__TASK GOAL__. Look through the entries below. Say how many lines include "docs", with nothing added.

Start of DATA

PR #4573, opened 2018-01-02
Removing loadType from the loadOptions

mbittarelli-jibo:
Assuming a loadType of Resource.LOAD_TYPE.IMAGE conflicts with the ability to load an image which can't be loaded via the <image> tag.  This happens in the case of loading a compressed image which should be handled by the XmlHttpRequest file loader as an array buffer type.  In the resource loader, there is already a lookup to determine the load type: https://github.com/englercj/resource-loader/blob/master/src/Resource.js#L126
In the case of a binary image asset, the spritesheetParser's loadType stomps on a dynamic lookup based on filetype.


ivanpopelyshev:
does it work with pixi-compressed-textures now?

mbittarelli-jibo:
The setup I had tested this with makes use of pixi-compressed-textures.  Essentially this code snippet:
```let basePath = "file:/path/to/assets";
let renderer = new PIXI.autoDetectRenderer(1280, 720);
 
let extensions = PIXI.compressedTextures.detectExtensions(renderer);
let loader = new PIXI.loaders.Loader();
loader.pre(PIXI.compressedTextures.extensionChooser(extensions));

let metadata = { default: { metadata: { imageMetadata: { choice: [".crn"] } } } };
 
loader.add(assetId, basePath + assetPath, metadata);
loader.once('complete', doneCallback).load();
```

bigtimebuddy:
@mbittarelli-jibo hey Matt! Good to see you here. Could you add a unit test for this case? Want to make sure we protect this functionality long-term.

mbittarelli-jibo:
@bigtimebuddy sure, I can add a test, but I'm not sure what you're looking for to be tested...
I haven't changed the interface to this method, so adding something to "test that all the inputs give you valid outputs" doesn't really apply here.

This PR really changes essentially the parameters that are being passed to a loader which is in another repo entirely, so really the resource loader should be the thing testing that not receiving a `loadType` falls back to determining a valid loadType.

I could add a test that verifies that the `this` object (which would need an `add` function) doesn't receive a `loadType` property in the `loadOptions`.  Though, I'm not sure how useful this would be as a test...

Thoughts?

bigtimebuddy:
My suggestion is to create a unit-test which loads a spritesheet that does not have [one of these](https://github.com/englercj/resource-loader/blob/master/src/Resource.js#L1002-L1012) extensions and it should load as the XHR default. The resource 's`data` field should _not_ be an HTMLImageElement.

```js
const loader = new PIXI.loaders.Loader();
loader.add('atlas', 'atlas.json'); // <-- image field should be not image extension
loader.load((loader, resources) => {
	expect(resources.atlas.data).to.not.be.instanceof(HTMLImageElement);
});
```

mbittarelli-jibo:
@bigtimebuddy thanks!  Do you know when this might be merged / a release made?

ivanpopelyshev:
@mbittarelli-jibo week or two. We need more fixes for new release. Maintain your fork for now.

bigtimebuddy:
Yes what @ivanpopelyshev said. Release will probably be in a week or two max.

PR #4577, opened 2018-01-04
fixed jsdoc annotations

dolow:
As @bigtimebuddy mentioned in  https://github.com/pixijs/pixi.js/pull/4565 , there are properties those are not documented as they are defined asynchronously.
This PR fixes it.


GoodBoyDigital:
Thanks for this @dolow ! 👍

PR #4578, opened 2018-01-04
Bugfix/frame buffer textures

GoodBoyDigital:
Easy fix, we forgot to update the texture constructors to use the new
resource / object format.


GoodBoyDigital:
bish bash bosh!

Issue #4133, opened 2017-06-30
Rework APIs that use radians to use degrees instead


englercj:
Stated benefits:

- Easier to use end-user API
- Easier to reason about and read user-code
- Easier to persist degree values rather than radian values
- More consistent with other web-based, and other 2D engines

mreinstein:
A few const that come to mind:

* built-in javascript math functions standardize on radians
* built-in glsl functions standardize on radians
* radians are a more convenient format for dealing with some types of computations (e.g., I can lerp from 0-> Math.pi * 2 and get a full rotation

ivanpopelyshev:
I'm math guy, and I prefer to use either degrees either 0..1 either 0..512 because of persistance and shader format reasons. If you asked me same question two or more years ago I could say that radians are better because they are "pure" in math meaning.

However, storing 2*Math.PI in files is a problem, and "360" is just faster to write than 2*PI, it cant be represented clearly in binary form. 

Flash-based engines are working moslty with degrees:

https://libgdx.badlogicgames.com/nightlies/docs/api/com/badlogic/gdx/graphics/g2d/Sprite.html#getRotation--

http://cocos2d-x.org/docs/programmers-guide/sprites/index.html

http://help.adobe.com/en_US/ActionScript/3.0_ProgrammingAS3/WS5b3ccc516d4fbf351e63e3d118a9b90204-7def.html

https://www.youtube.com/watch?v=zAsDbHXlFWI

ivanpopelyshev:
@englercj I have to work at that code too, I already have something like that in my fork: https://github.com/gameofbombs/gobi/tree/master/src/core/transform
https://github.com/gameofbombs/gobi/blob/master/src/core/math/FlatTransform2d.ts

@mreinstein I have to ask to look at that code too since you know something about pixi transforms ;)

englercj:
Suggestions from @bigtimebuddy & @GoodBoyDigital, make the API configurable:

```js
// useDegrees
CONVERSION = Math.PI / 180;

// useRadiens
CONVERSION = 1;

set rotation(rot)
{
    this._rotation = rot * CONVERSION;
}
```

OSUblake:
Maybe like Phaser does it? Angle is for degrees, rotation is for radians.

ivanpopelyshev:
@englercj Agree. That's the simplest way there. Engines based on pixi can just fix their "CONVERSION" constant.

1j01:
[...]

PR #4579, opened 2018-01-04
Next degrees

ivanpopelyshev:
According to #4133

Its a small API change, but seriously breaking.

For Pixi-v4 we can set `PIXI.settings.DEGREES_CONVERSION = 1`


bigtimebuddy:
I'm not convinced this is the best API solution. What if some plugins use radians and some use degrees? You don't want them fighting over this setting.

What do you think about this https://github.com/pixijs/pixi.js/issues/4133#issuecomment-312403814 by having `angle` (degrees) and `rotation` (radians). it doesn't solve all issues where radians are used, like skew, but I think it's better than this approach.

ivanpopelyshev:
@bigtimebuddy All plugins will have to move to v5 anyway, there are critical changes. Most of plugins are mine, and you can change stuff in `pixi-animate`. Also please notice that it works per-transform.

Skew also goes to degrees.

ivanpopelyshev:
Most of tools also use degrees and not rads. For spine I'll make entirely new runtime and deprecate v3/v4 support in it, there'll be spine for v3-v4 and for v5.

ivanpopelyshev:
WIP: Graphics.

bigtimebuddy:
Make setting the degrees or radians a boolean, not setting a numerical value, that can happen behind the scenes. `Transform.prototype.useRadians` `PIXI.settings.USE_RADIANS`, or `useDegrees`

packages/math/src/Matrix.js
```diff
@@ -361,6 +361,7 @@ export default class Matrix
         const skewX = -Math.atan2(-c, d);
         const skewY = Math.atan2(b, a);
 
+        const rad2deg = transform.useRadians ? 1.0 : (180.0 / Math.PI);
```
bigtimebuddy: Consider `import { RAD_TO_DEG } from './const'` and using `RAD_TO_DEG` here.

packages/math/src/Transform.js
```diff
@@ -87,10 +95,12 @@ export default class Transform
      */
     updateSkew()
     {
-        this._cx = Math.cos(this._rotation + this.skew._y);
-        this._sx = Math.sin(this._rotation + this.skew._y);
-        this._cy = -Math.sin(this._rotation - this.skew._x); // cos, added PI/2
-        this._sy = Math.cos(this._rotation - this.skew._x); // sin, added PI/2
+        const deg2rad = this.useRadians ? 1.0 : (Math.PI / 180.0);
```
bigtimebuddy: Same comment here as above: `import { RAD_TO_DEG } from './const'`

packages/math/src/Matrix.js
ivanpopelyshev: That'll be extra import line, I think my version is more verbose.

packages/math/src/Transform.js
ivanpopelyshev: ^^^

packages/math/src/Matrix.js
bigtimebuddy: With rollup it’s all flattened anyways so the extra import doesn’t matter. I’m fact, it’s better to import because this uses a single instance variable and compressed smaller. Verbosity is not useful here and constants  should be declared, imo.

packages/graphics/src/Graphics.js
```diff
@@ -1,5 +1,5 @@
 import { Container, Bounds } from '@pixi/display';
-import { BLEND_MODES } from '@pixi/constants';
+import { BLEND_MODES, DEG_TO_RAD } from '@pixi/constants';
```
bigtimebuddy: `DEG_TO_RAD` is in `@pixi/math`

packages/settings/src/settings.js
```diff
@@ -200,4 +200,19 @@ export default {
...
+    /**
+     * Since v5 pixi uses degrees.
+     *
+     * This legacy option allows to use radians to store rotation in Transform.
+     * Also affects TilingSprite and Graphics.
+     * Please set it before creation of instances of those classes.
+     *
+     * @static
+     * @constant
+     * @memberof PIXI
```
bigtimebuddy: Should be `@memberof PIXI.settings`

fritzy:
At first I wondered why, but after reading the issue, better compatibility and being more in line with other tools makes it worth it, IMO.

tobireif:
I'm against this because it's a breaking change. Perhaps it could be offered as option? (but the default would be the current state so that nothing gets broken)

ivanpopelyshev:
@bigtimebuddy need your feedback, whether we make `use_radians` a property of `Transform`, and add `rad2deg` and `deg2rad` inside.

brenwell:
I’m with @tobireif. Add util functions and work on the something more fun instead

themoonrat:
I thumbed up, but ultimately for me, internally, I don't really mind. Most of my annoyance is with DisplayObjects having rotation as radians, and it's not friendly using numeric data via json to set a display objects rotation. I'd be happy alone with @bigtimebuddy's comment of an additional getter / setter of 'angle' in degrees to compliment the 'rotation' in radians. 2 ways of accessing/changing the same information, just like setting width/height and setting scale do. Both useful in different contexts.

markknol:
I vote for keeping radians, I liked that tbh. Degrees are only nice for readability, not for math, There aren't much places you actually need degrees (?). Radians is used in trig functions (sin/cos), so that would be awkward to work with. I think for support libraries like spline etc is easier to put a  `* DEG_TO_RAD` once in the code instead of forcing pixi users to use `* RAD_TO_DEG` in their code.

As alternative you could also add some convenience `rotationInDegrees` getter/setter function which works with degrees and alters `rotation` property, but I can understand this might make the api look less nice.

cursedcoder:
`It is a breaking change` – want to remind it is `5.0.0` which states for BREAK in https://semver.org/

`Other tools are dependent on us` – anyway they will have to migrate with a bunch of breaking changes, this one should not take more than 5 LoC's

`Have different setters for everyone` – big thumbs up

ivanpopelyshev:
Radians are now by default, like in v4. I put link to USE_DEGREES in relevant places in docs.

djmisterjon:
now this extend will helping
```javascript
(function (R) {
  Math.cosd = function(d) { return Math.cos(d * R); };
  Math.sind = function(d) { return Math.sin(d * R); };
  Math.tand = function(d) { return Math.tan(d * R); };
})(Math.PI / 180);
```
Able to get the cosine at 45° by doing Math.cosd(45) 
or the sine at 75° by doing Math.sind(75) 
or the tangent at 135° by doing Math.tand(135) ....

bigtimebuddy:
@ivanpopelyshev I think you dismissed my point about plugins. I'd like to just put a finer point on it. Here's an example:

Here's how we'd implement a simple plugin now that handles rotation:

```js
PIXI.DisplayObject.prototype.flip = function flip() {
  this.rotation = Math.PI;
};
```

If I wanted to implement this _same_ plugin using this PR, I'd probably have to do this:

```js
PIXI.DisplayObject.prototype.flip = function flip() {
  this.rotation = Math.PI * this.transform.rad2deg;
};
```

So a couple of points about this:
* The name `rad2deg` is pretty deceiving here because we are actually normalizing the units not converting them. More appropriate names might be `normalizeRadians` and `normalizeDegrees` instead of `rad2deg` and `deg2rad`
* To me this approach is confusing for 3rd-party plugins that which to utilize rotation and skew. All units need be converted so it's a big gotcha. 
* Finally, and this is probably very obvious, but this makes the `rotation` return dynamic. It can return different values in different contexts. This approach feels like an anti-pattern in Pixi, I don't know of any other API who's return value units changes because of an external switch. I feel like this is an inconsistent and bad API design.

ivanpopelyshev:
The PR wont be accepted if it will have too many lines of code.

My concern is to enable storage in degrees, and ability to assign degrees to rotation.

I see two ways:
1. rotation is dynamic , storage is dynamic
2. storage is always degrees, add rotationDeg field

ivanpopelyshev:
Two storage fields is a bad idea, both for core and plugins. Please confirm that you agree to store rotation in degrees.

bigtimebuddy:
It’s not creating two storage fields, it’s one storage and one convenience method on DisplayObject. We should continue to store radians in Transform.

ivanpopelyshev:
> We should continue to store radians in Transform.

```js
element.rotationDeg = 30;
console.log(element.rotationDeg === 30);
```

```js
var deg2rad = Math.PI / 180.0;
var rad2deg = 180.0 / Math.PI;
console.log(30 * deg2rad * rad2deg);
```

ivanpopelyshev:
That's why I want to store degrees. Extra multiplication before using trigonometric functions is not a problem, especially when its always there.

End of DATA

__ANSWER TO THE EXERCISE__. 3